In this way, the hundreds of employees who have signed the petition have entered the fierce national debate over schooling modality, which led to tense negotiations between Chicago’s mayor and school union earlier this month in one notable case.
UT administrators, including Chancellor Plowman and Vice Chancellor for Student Life, have communicated strong recommendations to students both to get vaccinated and to wear masks indoors. Additionally, the university is teaming with the Knox County Health Department to provide vaccine and testing clinics.
These recommendations and opportunities for immunization constitute UT’s efforts to maintain in-person learning and provide students with a semblance of normal college life. Romano said this effort displays a problem of priorities.
“Hearing that messaging about delivering what the students want, right, they want in-person classes, they want the regular in-person college experience, that hurts my stomach because there are ways to give students a great college experience during a pandemic where you make adjustments and make everyone feel more comfortable,” Romano said. “They aren’t prioritizing the safety, they’re prioritizing whatever this ‘student experience’ is.”
The student experience at UT is enabled by the thousands of university employees who come to work each day. Last week, Knox County Schools canceled four days of classes in a row due to“staffing challenges related to illness.”
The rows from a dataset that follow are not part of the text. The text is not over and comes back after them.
Issue #503, opened 2023-07-27
[Feature]: Provide a hook API when stack overflow occur with stack protection enabled


MarcChen46:
### Feature Overview

**[Background]**
Currently we have EFI_CPU_ARCH_PROTOCOL.RegisterInterruptHandler() for DXE_DRIVER and EFI_SMM_CPU_SERVICE_PROTOCOL.RegisterExceptionHandler() for DXE_SMM_DRIVER to register EXCEPT_IA32_STACK_FAULT type that can perform some customized actions when stack overflow occurred with stack protection enabled, but it has a dependency that the customized code can only get performed after these protocols get installed, it is the gap we want to resolve.

**[Feature request]**
When stack overflow occurred in any protected modules types(ex: DXE_DRIVER, DXE_CORE, SMM_CORE, DXE_SMM_DRIVER...), it should provide a hook API or mechanism that allow platform to add customized code (ex: report the error to somewhere as telemetry), the customized should not have dependency on protocols.

### Solution Overview

Below is just a proposal for reference, it is ok to have any other kind of methods to achieve it.
**[Proposal]**
Implement a MU version of BaseStackCheckLib instance and implement below code in BaseStackCheckMsft.c, use MSFT VS compiler to compile this C code that has an customized hook API inside __report_gsfailure.

```
NORETURN VOID __cdecl
__report_gsfailure (
  void
  )
{
  DEBUG ((DEBUG_ERROR, "(__report_gsfailure) STACK PROTECTION : Violation detected\n"));

  CustomizedHook ();  // API provided by another new added library class
  CpuDeadLoop ();
}
```

### Urgency

Low

### Are you going to implement the feature request?

Someone else needs to implement the feature

### Do you need maintainer feedback?

Maintainer feedback requested

MarcChen46:
@TaylorBeebe, sorry, I did not notice the issue would be closed automatically, may I know if there is any plan for this feature request? can we re-open this issue?

TaylorBeebe:
> @TaylorBeebe, sorry, I did not notice the issue would be closed automatically, may I know if there is any plan for this feature request? can we re-open this issue?

This feature request is in progress -- reopened the issue

TaylorBeebe:
@MarcChen46
This feature will be completed soon. I posted a draft PR which will be cleaned up over the coming days. I'll ping this issue when the PR is out of draft status. https://github.com/microsoft/mu_basecore/pull/610

[...]

PR #533, opened 2023-08-21
Add DXE Stack Cookie Failure Hook

TaylorBeebe:
## Description

Reference: https://github.com/microsoft/mu_basecore/issues/503

The above issue requests the ability to hook into a stack cookie check failure and recommends a library class link within the failure check. To accomplish the same goal and minimize the memory boat, a new instance of the security cookie check logic has been added which, before calling the interrupt, will attempt to locate a stack cookie check failure hook protocol and execute its published function.

This implementation:
1. Allows any platform to add handler logic with the usual levers (a new module and possibly an APRIORI entry) 
2. Allows the stack cookie failure hook logic to be located in one place in memory instead of in every DXE module
3. Calls the hook before the interrupt meaning the hook logic will have normal access to system resources

However, because the library is called "BaseBinSecurityLib" instead of "BinSecurityLib" the DXE instance of BaseBinSecurityLib doesn't fit usual code conventions. Ideally, BaseBinSecurityLib should be renamed to BinSecurityLib, but currently every package DSC references this library so it would need to be renamed across several repos making this a breaking change. **If anyone has thoughts on this, please share!**

- [x] Impacts functionality?
- [x] Impacts security?
    flow, or firmware?
    validation improvement, ...
- [ ] Breaking change?
    in build or boot behavior?
- [ ] Includes tests?
- [ ] Includes documentation?

## How This Was Tested

Tested by calling __security_check_cookie(1) at the end of DXE main to ensure the hook is properly being invoked on Q35.

## Integration Instructions

N/A


MarcChen46:
Looks like the `BaseBinSecurityLibRng` only supports X64 components now, is that expected? How about IA32?

Second question is that using protocol may have race condition that the hook procedure is only available after the protocol get installed, is it possible that we can add another null library with a hook API, then developers could feel free to implement their hook procedure either in the library's API or install a hook protocol depends on their requirement.

TaylorBeebe:
> 

It seems like this code should be compliable with ARM, AARCH64 and IA32 targets. I'll double check and remove the architecture restriction from this and the original BaseBinSecurityLib if so.

For your second question, I think what you want is to ensure the module producing the protocol is the first dispatched by the DXE core. In this case, the preferable method is to create the module which produces the protocol and add it to the top of the APRIORI list so it's at the front of the dispatch queue.

MarcChen46:
> > 
> 
> It seems like this code should be compliable with ARM, AARCH64 and IA32 targets. I'll double check and remove the architecture restriction from this and the original BaseBinSecurityLib if so.
> 
> For your second question, I think what you want is to ensure the module producing the protocol is the first dispatched by the DXE core. In this case, the preferable method is to create the module which produces the protocol and add it to the top of the APRIORI list so it's at the front of the dispatch queue.

yes, please add support for all kinds of targets, and yes, the APRIORI can guarantee the dispatch order, but I'm thinking if we want to add stack protect to all kinds of module type including PEI_CORE and DXE_CORE, then using a hook API from a library may be better than Protocol.

BTW, current implementation only provides protocol definition, for supporting PEI, please also create PPI for hook.

MdePkg/Include/Protocol/StackCookieCheckFailureHook.h
```diff
@@ -0,0 +1,30 @@
...
+#ifndef STACK_COOKIE_CHECK_FAILURE_HOOK_H__
+#define STACK_COOKIE_CHECK_FAILURE_HOOK_H__
+
+#define STACK_COOKIE_CHECK_FAILURE_HOOK_PROTOCOL_GUID \
+  { \
+    0xC1F15632, 0x4E68, 0x4503, { 0x98, 0x6C, 0x61, 0x89, 0x64, 0xD1, 0x1A, 0xB5 } \
+  }
+
+/**
+ BEEBE TODO
```
MarcChen46, line 16: please remember to remove the todo before complete.

MdePkg/Include/Protocol/StackCookieCheckFailureHook.h
```diff
@@ -0,0 +1,30 @@
+/** @file
+  Defines the protocol interface which can be called before the stack cookie interrupt
+  when a stack cookie check fails.
+
```
makubacki, line 4: Missing copyright and SPDX ID.

MdePkg/Library/DxeBinSecurityLibRng/DxeBinSecurityLibRng.inf
makubacki, line 1: From a maintenance/integration standpoint, the pre-existing `BaseBinSecurityLibRng` should be converged with the DXE-specific changes here, assuming the changes keep a DXE-specific instance. This is also why library class names should not include phase-binding details.

We often advocate to others to not grow technical debt in fear of breaking the build. Although disruptive, I think we should use the tools we have with "breaking change" tags, semantic version convention, and release notes with clear integration instructions to structure the code in a sustainable way. Since this is only in Project Mu, it removes the upstream burden which would be broader impacting coupled with poorer release awareness mechanisms.

The libraries can share a single directory (e.g. `BinSecurityLibRng`) that contains:

1. A BASE instance INF - `BaseBinSecurityLibRng.inf`
2. A DXE instance INF - `DxeBinSecurityLibRng.inf`
3. A common .c file - `BinSecurityLibRng.c`
4. A DXE-specific .c file - `BinSecurityLibRngDxe.c`
5. Assembly files - Applied in INFs per arch as needed

Now, integrators are aware of both instance's existence. Common code sharing makes functionality delta obvious, bug fixing less error prone, etc.

`__security_check_cookie_Failure` is currently calling `StackCookieFailure()` in the DXE `security_check_cookie.asm` file, that could also be converged for example where a common `StackCookieFailure()` simply returns in the BASE instance.

MdePkg/Library/DxeBinSecurityLibRng/DxeBinSecurityLibRng.inf
```diff
@@ -0,0 +1,41 @@
+## @file DxeBaseBinSecurityLibRng.c
```
makubacki, line 1:
```suggestion
## @file DxeBinSecurityLibRng.inf

```

MdePkg/MdePkg.dec
```diff
@@ -1993,6 +1993,10 @@
   ## Include/Protocol/MemoryProtectionNonstopMode.h
   # 896306BA-1722-414D-93CF-14244F5E315D
   gMemoryProtectionNonstopModeProtocolGuid = {0x896306BA, 0x1722, 0x414D, {0x93, 0xCF, 0x14, 0x24, 0x4F, 0x5E, 0x31, 0x5D }}
+  
+  ## Include/Protocol/StackCookieCheckFailureHook.h
```
makubacki, line 1997: This DEC addition should have `MU_CHANGE` tags.

MdePkg/Library/DxeBinSecurityLibRng/DxeBinSecurityLibRng.inf
makubacki: Similar change needed in the .c file.

makubacki:
> yes, please add support for all kinds of targets, and yes, the APRIORI can guarantee the dispatch order, but I'm thinking if we want to add stack protect to all kinds of module type including PEI_CORE and DXE_CORE, then using a hook API from a library may be better than Protocol.

I think Marc's feedback is valid. The ultimate goal of this change is to provide an optional platform hook.

There are at least a few considerations like MdePkg bloat and platform integration complexity.

#### MdePkg Bloat

This change currently adds a new library instance + a new protocol to MdePkg. The protocol is for a very narrow use case. I don't think this is necessarily a problem as long as the protocol is well-defined and cohesive, but it does expand the number of interfaces exposed by MdePkg which is high visibility.

#### Platform Integration Complexity

Dynamic interfaces tend to be a little more complex due to their dynamic nature as Marc is suggesting. They can help control dynamic order with DEPEX's, share external functionality across binaries, and so on, but if the remainder of the stack is otherwise simple static logic, exposing that through a dynamic interface can create a bit more overall complexity between producer/consumer order.

---

With this change, I look at whether the core code objectives can be met while minimizing bloat and retaining platform integration flexibility.

#### Core code objectives (mentioned):

1. Add simple platform hook for platform action on stack cookie exception
2. Minimize overall firmware size impact

The core code must implement (1). The core or platform code can contribute to (2).

For example, the core code can call a simple library API (without regard to boot phase), that can be implemented in a phase-specific library instance at the platform level that calls a dynamic interface like a protocol or PPI. The platform may choose to use a PPI/Protocol specific to platform service (e.g. `EXTERNAL_ENGINE_COMM_PROTOCOL->ReportError (...)`), just set a bit somewhere, etc. But the core does need to maintain more interfaces than necessary (e.g. PPI and Protocol) to accomplish the same thing. Along with that interface maintenance comes things like future deprecation, API modifications, etc. which can have more overhead with dynamic interfaces (i.e. protocol GUID rolling or versioning) since it must be accounted for at runtime. Tracking this across a PPI and a protocol can increase the work.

Stedman said the list of demands from UCW could, in the long run, potentially prevent a similar crisis at the university and preserve the college experience that administrators and students value.
“The fact that we can’t do something like be remote for two weeks so that we can preserve the rest of the semester does come across as very short-sighted because we might be shooting ourselves in the foot for students to have the whole semester be short-staffed,” Stedman said.
UCW has presented the petition to the chancellor and is tracking the number of signatures as it climbs. In the union’s ideal future, N95 masks would be in employees’ mailboxes, teaching faculty would be able to move classes onto Zoom without providing evidence of a need beyond their own caution and essential workers would receive hazard pay.
Regardless of whether the demands translate to action on the part of administration, Stedman said the group will continue to push for increased safety precautions.
“We’re gonna keep pressuring until we get the protections that we need. We care about UT, we care about our students particularly, and that’s why we’re here,” Stedman said. “We wouldn’t be doing this petition if we didn’t care.”